9. We have considered the submissions made and the material on record and after considering the same, we find that:

(a) The Hon'ble Supreme Court decision cited at Bar by the learned DR squarely covers the issue of inclusion of portion of the detailed engineering costs and we have therefore no hesitation to uphold the order in Appeal No. 2/95 (V) Cus dated 30.1.95 impugned in appeal No. C/302/95A. We find no infirmity in the order and we find the same to be as per law laid down by the Hon'ble Supreme Court. We find that there is no appeal against this order by the Revenue. We would confirm this order of the Collector (Appeals) as arrived at.
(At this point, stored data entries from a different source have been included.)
PR #948, opened 2025-11-26
feat(udr): enable udr+firewall+route table with subnet association

vittoriasalim:
nap-complex test scenarios: enable udr+firewall+route table with subnet association

### DIFF
--- a/scenarios/perf-eval/nap/terraform-inputs/azure-complex.tfvars
+++ b/scenarios/perf-eval/nap/terraform-inputs/azure-complex.tfvars
@@ -47,7 +47,7 @@ network_config_list = [
               {
                 name             = "required-services"
                 source_addresses = ["*"]
-                target_fqdns     = ["*.azure.com", "*.core.windows.net", "*.azurecr.io", "*.ubuntu.com", "AzureKubernetesService"]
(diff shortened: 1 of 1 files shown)


scenarios/perf-eval/nap/terraform-inputs/azure-complex.tfvars
```diff
@@ -12,12 +19,88 @@ network_config_list = [
     subnet = [
```
vittoriasalim: vnet_address_space and nap-subnet-ms , share the same address causing subnet overlap error
```
Virtual Network Name: "nap-vnet-ms"): performing CreateOrUpdate: 
unexpected status 400 (400 Bad Request) with error: SubnetIpAddressesRangeOverlap: 
Subnet /subscriptions/..../nap-subnet-ms is not valid because its IP address range overlaps with that of an existing 
subnet in virtual network /..../nap-vnet-ms.
```

Proposing following adjustment as seen in the right  
VNet: 10.192.0.0/10
 ├─ nap-subnet-ms: 10.192.0.0/16
 └─ AzureFirewallSubnet: 10.193.0.0/26
/10 → 10.192.0.0 – 10.255.255.255
/16 → 10.192.0.0 – 10.192.255.255
/26 → 10.193.0.0 – 10.193.0.63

(b) As regards the impugned order in appeal No. C/156/98, the submission of the learned Counsel that the matter was heard by the then Collector (Appeals) Shri MVS Prasad and thereafter the order was passed by Shri A.K. Srivastava, Collector, Hyderabad who succeeded him as Collector (Appeals), Hyderabad and no fresh hearings were granted by Shri A.K. Srivastava to them. The rights of natural justice of the appellants have been therefore, violated by the denial of this opportunity of fresh hearing by the successor in office. Therefore, we cannot find any reason to uphold the order, especially when the appellants are submitting and bringing to our attention various documents and particulars regarding break-up of costs available, which should be considered by the lower appellate authority and dealt with in the order after following the principles of natural justice. In this view we would come to a finding that the order of the lower authority & the appellate authority in appeal No. C/156/98 is required to be set aside with a direction that the matter should be examined afresh in terms of the remand order of the Collector (Appeals) in Appeal No. C/302/95A.

10. In view of our findings we reject the appeal No. 302/95A, and allow the appeal No. C/156/98C for de novo adjudication after setting aside the order and direct the same to be re-determined in the light of the remand order in appeal No. 2/95 (V) dated 30.1.95.